YOUR TASK: Print, in exact form, the lines below from the one containing "EES-5563 Fix not" through the one containing "We have implemented", and omit all others.

RECORD EXCERPTS:
PR #5332, opened 2024-10-13
EES-5563 Fix not all meta deletions being considered as major version updates

ntsim:
:warning: Depends on #5331

---

This PR primarily fixes deletions of indicator, geographic level and time periods previously not being considered by the data set's version number as a major update.

We have implemented this as new flag columns on `DataSetVersionMapping` in the form of:

- `HasDeletedIndicators`
- `HasDeletedGeographicLevels`
- `HasDeletedTimePeriods`

This is not necessarily an optimum way of implementing this as a better solution may be to structure this information in a similar to the mappings for filters and locations. Unfortunately, we're quite time constrained to get this working for private testing and have gone with this as a simpler solution for now.

In the future, we'll probably need to replace these columns if we want to implement things like indicator mappings.

## Related changes

- Fixed the read-only `FilterMetaRepository.ReadFilterMetas` method incorrectly incrementing the meta ID sequence in the database.

### DIFF
--- a/src/GovUk.Education.ExploreEducationStatistics.Admin.Tests/Controllers/Api/Public.Data/DataSetVersionMappingControllerTests.cs
+++ b/src/GovUk.Education.ExploreEducationStatistics.Admin.Tests/Controllers/Api/Public.Data/DataSetVersionMappingControllerTests.cs
@@ -416,7 +416,7 @@ public abstract class DataSetVersionMappingControllerTests(
         }
 
         [Fact]
-        public async Task Success_DeletedLevel_MajorUpdate()
+        public async Task Success_MappedLocation_HasDeletedLocationLevels_MajorUpdate()
         {
             var (initialDataSetVersion, nextDataSetVersion) = await CreateInitialAndNextDataSetVersion();
 
@@ -482,7 +482,7 @@ public abstract class DataSetVersionMappingControllerTests(
         }
 
         [Fact]
-        public async Task Success_AddedLevel_MinorUpdate()
+        public async Task Success_MappedLocation_HasDeletedIndicators_MajorUpdate()
         {
             var (initialDataSetVersion, nextDataSetVersion) = await CreateInitialAndNextDataSetVersion();
 
@@ -504,16 +504,9 @@ public abstract class DataSetVersionMappingControllerTests(
                                     .WithNoMapping())
                             .AddCandidate(
                                 targetKey: "target-location-1-key",
-                                candidate: DataFixture.DefaultMappableLocationOption()))
-                    // Country level has been added and only has candidates.
-                    .AddLevel(
-                        level: GeographicLevel.Country,
-                        mappings: DataFixture
-                            .DefaultLocationLevelMappings()
-                            .AddCandidate(
-                                targetKey: "source-location-1-key",
-                                candidate: DataFixture
-                                    .DefaultMappableLocationOption())));
+                                candidate: DataFixture.DefaultMappableLocationOption())))
+                // There are deleted indicators that cannot be mapped.
+                .WithHasDeletedIndicators(true);
 
             await TestApp.AddTestData<PublicDataDbContext>(context => context.DataSetVersionMappings.Add(mapping));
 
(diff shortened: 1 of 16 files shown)


src/GovUk.Education.ExploreEducationStatistics.Public.Data.Processor/Models/DataSetVersionMappingMeta.cs
```diff
@@ -0,0 +1,18 @@
+using GovUk.Education.ExploreEducationStatistics.Public.Data.Model;
+
+namespace GovUk.Education.ExploreEducationStatistics.Public.Data.Processor.Models;
+
+public record DataSetVersionMappingMeta
```
duncan-at-hiveit, line 5: Nice spot on the rename!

SOLUTION FOR THIS EXERCISE:
EES-5563 Fix not all meta deletions being considered as major version updates

ntsim:
:warning: Depends on #5331

---

This PR primarily fixes deletions of indicator, geographic level and time periods previously not being considered by the data set's version number as a major update.

We have implemented this as new flag columns on `DataSetVersionMapping` in the form of:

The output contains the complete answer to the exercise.